__Assignment__:
Search the records below for the string "problem", and report each line that contains it.

__Given records__:
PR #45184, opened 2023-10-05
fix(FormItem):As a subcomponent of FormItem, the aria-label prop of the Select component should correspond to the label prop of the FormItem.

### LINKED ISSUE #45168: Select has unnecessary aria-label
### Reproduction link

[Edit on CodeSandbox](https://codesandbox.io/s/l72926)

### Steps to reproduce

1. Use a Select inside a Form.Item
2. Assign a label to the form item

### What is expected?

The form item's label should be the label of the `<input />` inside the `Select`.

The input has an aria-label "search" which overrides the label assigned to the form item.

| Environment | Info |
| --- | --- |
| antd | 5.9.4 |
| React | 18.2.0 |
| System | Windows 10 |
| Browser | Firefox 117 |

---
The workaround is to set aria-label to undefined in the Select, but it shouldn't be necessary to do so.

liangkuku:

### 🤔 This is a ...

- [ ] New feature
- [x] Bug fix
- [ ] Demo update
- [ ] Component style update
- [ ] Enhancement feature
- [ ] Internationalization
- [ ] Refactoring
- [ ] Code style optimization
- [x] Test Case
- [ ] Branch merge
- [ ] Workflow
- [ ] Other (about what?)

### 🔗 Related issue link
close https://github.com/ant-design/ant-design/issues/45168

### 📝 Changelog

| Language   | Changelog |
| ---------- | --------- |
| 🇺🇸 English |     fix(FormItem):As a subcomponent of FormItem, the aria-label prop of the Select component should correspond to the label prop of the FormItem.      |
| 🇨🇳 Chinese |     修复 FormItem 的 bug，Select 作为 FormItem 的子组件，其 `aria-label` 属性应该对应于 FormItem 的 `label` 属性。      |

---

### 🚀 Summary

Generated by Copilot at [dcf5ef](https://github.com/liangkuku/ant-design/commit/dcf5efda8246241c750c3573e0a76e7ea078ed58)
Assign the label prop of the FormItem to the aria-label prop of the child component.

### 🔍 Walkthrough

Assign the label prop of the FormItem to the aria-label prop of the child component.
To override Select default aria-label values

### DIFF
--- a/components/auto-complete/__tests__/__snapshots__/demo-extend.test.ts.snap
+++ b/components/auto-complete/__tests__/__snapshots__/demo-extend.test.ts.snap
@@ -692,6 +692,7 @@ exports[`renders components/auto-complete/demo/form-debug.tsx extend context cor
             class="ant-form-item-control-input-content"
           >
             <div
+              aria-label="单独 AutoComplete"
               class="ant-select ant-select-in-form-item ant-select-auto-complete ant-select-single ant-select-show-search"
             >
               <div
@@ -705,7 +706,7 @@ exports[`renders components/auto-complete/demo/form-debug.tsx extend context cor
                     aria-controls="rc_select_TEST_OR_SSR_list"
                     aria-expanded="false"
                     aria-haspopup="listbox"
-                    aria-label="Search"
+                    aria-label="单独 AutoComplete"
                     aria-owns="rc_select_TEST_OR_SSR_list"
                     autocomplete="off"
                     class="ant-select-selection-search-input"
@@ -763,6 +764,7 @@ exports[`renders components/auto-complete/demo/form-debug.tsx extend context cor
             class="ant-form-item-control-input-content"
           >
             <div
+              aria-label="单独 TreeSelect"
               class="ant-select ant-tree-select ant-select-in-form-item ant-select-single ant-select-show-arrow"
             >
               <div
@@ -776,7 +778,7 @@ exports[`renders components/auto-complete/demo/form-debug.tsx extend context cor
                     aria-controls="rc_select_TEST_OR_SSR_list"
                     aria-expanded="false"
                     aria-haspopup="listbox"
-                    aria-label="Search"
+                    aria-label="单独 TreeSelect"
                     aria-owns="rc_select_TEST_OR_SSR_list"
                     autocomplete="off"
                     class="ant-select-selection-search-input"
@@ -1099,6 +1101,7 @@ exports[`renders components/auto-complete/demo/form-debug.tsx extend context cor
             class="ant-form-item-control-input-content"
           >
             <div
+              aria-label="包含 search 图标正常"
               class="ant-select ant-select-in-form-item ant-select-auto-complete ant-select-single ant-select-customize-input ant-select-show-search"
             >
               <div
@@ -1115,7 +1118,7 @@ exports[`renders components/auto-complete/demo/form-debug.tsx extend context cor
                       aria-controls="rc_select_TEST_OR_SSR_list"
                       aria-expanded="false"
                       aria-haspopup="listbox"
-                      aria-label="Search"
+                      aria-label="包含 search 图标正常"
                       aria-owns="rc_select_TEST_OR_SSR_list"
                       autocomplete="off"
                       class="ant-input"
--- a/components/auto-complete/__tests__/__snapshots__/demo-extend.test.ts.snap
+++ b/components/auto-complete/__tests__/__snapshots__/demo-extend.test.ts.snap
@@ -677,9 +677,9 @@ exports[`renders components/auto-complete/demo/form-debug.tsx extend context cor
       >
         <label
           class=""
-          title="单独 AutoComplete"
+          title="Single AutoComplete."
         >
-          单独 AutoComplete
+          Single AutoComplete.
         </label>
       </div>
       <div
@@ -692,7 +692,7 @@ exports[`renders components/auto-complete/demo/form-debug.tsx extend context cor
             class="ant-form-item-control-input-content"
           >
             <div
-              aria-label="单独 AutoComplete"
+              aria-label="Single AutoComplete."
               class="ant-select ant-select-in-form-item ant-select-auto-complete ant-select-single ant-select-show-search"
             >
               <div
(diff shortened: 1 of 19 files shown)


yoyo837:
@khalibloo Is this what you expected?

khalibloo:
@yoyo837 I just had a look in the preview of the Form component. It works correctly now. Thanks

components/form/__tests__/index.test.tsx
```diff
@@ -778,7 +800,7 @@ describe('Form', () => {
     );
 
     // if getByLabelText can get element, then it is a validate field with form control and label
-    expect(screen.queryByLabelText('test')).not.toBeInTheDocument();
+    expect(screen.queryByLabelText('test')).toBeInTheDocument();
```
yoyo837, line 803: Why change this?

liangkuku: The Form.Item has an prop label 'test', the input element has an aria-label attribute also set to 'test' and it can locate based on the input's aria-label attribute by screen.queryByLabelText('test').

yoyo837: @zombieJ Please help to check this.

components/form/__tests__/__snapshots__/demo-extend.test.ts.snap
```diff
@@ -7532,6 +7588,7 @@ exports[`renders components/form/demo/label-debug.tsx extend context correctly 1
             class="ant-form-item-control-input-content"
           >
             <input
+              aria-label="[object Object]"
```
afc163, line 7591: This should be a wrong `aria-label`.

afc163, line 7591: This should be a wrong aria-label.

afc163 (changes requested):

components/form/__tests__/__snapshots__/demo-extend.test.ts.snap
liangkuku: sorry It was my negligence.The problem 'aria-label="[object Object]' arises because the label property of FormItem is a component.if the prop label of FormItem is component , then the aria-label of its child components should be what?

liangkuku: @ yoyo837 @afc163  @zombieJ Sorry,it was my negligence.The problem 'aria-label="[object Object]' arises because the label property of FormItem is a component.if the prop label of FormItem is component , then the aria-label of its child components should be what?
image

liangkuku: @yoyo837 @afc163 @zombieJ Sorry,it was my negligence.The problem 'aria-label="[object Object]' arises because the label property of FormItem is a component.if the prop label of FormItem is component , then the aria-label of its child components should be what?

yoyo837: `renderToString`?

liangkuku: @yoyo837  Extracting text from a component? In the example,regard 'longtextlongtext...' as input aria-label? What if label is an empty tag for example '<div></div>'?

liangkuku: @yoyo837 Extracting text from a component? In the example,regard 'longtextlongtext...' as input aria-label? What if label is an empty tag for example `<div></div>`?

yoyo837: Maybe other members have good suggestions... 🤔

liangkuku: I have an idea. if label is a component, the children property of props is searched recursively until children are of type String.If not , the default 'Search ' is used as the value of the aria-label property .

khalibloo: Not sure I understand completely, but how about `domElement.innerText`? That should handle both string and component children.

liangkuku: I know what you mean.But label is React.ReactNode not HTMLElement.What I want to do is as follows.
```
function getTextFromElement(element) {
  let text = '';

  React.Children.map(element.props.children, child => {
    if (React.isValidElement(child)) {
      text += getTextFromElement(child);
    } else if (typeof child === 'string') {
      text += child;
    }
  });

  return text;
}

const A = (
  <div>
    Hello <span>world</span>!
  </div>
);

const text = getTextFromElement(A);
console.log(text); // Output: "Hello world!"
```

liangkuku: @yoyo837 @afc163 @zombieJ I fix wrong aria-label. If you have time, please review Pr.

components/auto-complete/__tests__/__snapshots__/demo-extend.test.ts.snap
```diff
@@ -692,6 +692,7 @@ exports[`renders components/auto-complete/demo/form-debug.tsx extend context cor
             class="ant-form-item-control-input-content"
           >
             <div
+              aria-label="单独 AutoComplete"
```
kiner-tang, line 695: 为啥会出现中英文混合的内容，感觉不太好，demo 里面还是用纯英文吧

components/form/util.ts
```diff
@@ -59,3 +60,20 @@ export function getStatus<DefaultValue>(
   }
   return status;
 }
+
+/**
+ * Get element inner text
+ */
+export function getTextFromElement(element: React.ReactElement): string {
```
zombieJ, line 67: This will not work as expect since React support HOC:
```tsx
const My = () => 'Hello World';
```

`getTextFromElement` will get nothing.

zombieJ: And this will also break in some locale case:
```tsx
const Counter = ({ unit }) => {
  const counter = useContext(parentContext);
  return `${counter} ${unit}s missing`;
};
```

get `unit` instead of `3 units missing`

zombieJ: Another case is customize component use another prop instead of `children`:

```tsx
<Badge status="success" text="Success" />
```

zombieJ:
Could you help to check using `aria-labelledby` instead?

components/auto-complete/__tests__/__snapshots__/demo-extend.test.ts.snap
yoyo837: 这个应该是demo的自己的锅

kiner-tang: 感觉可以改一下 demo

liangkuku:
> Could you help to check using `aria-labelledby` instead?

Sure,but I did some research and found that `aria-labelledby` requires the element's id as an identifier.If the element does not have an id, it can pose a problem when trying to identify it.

__Result of the exercise__:
liangkuku: sorry It was my negligence.The problem 'aria-label="[object Object]' arises because the label property of FormItem is a component.if the prop label of FormItem is component , then the aria-label of its child components should be what?
liangkuku: @ yoyo837 @afc163  @zombieJ Sorry,it was my negligence.The problem 'aria-label="[object Object]' arises because the label property of FormItem is a component.if the prop label of FormItem is component , then the aria-label of its child components should be what?
liangkuku: @yoyo837 @afc163 @zombieJ Sorry,it was my negligence.The problem 'aria-label="[object Object]' arises because the label property of FormItem is a component.if the prop label of FormItem is component , then the aria-label of its child components should be what?
Sure,but I did some research and found that `aria-labelledby` requires the element's id as an identifier.If the element does not have an id, it can pose a problem when trying to identify it.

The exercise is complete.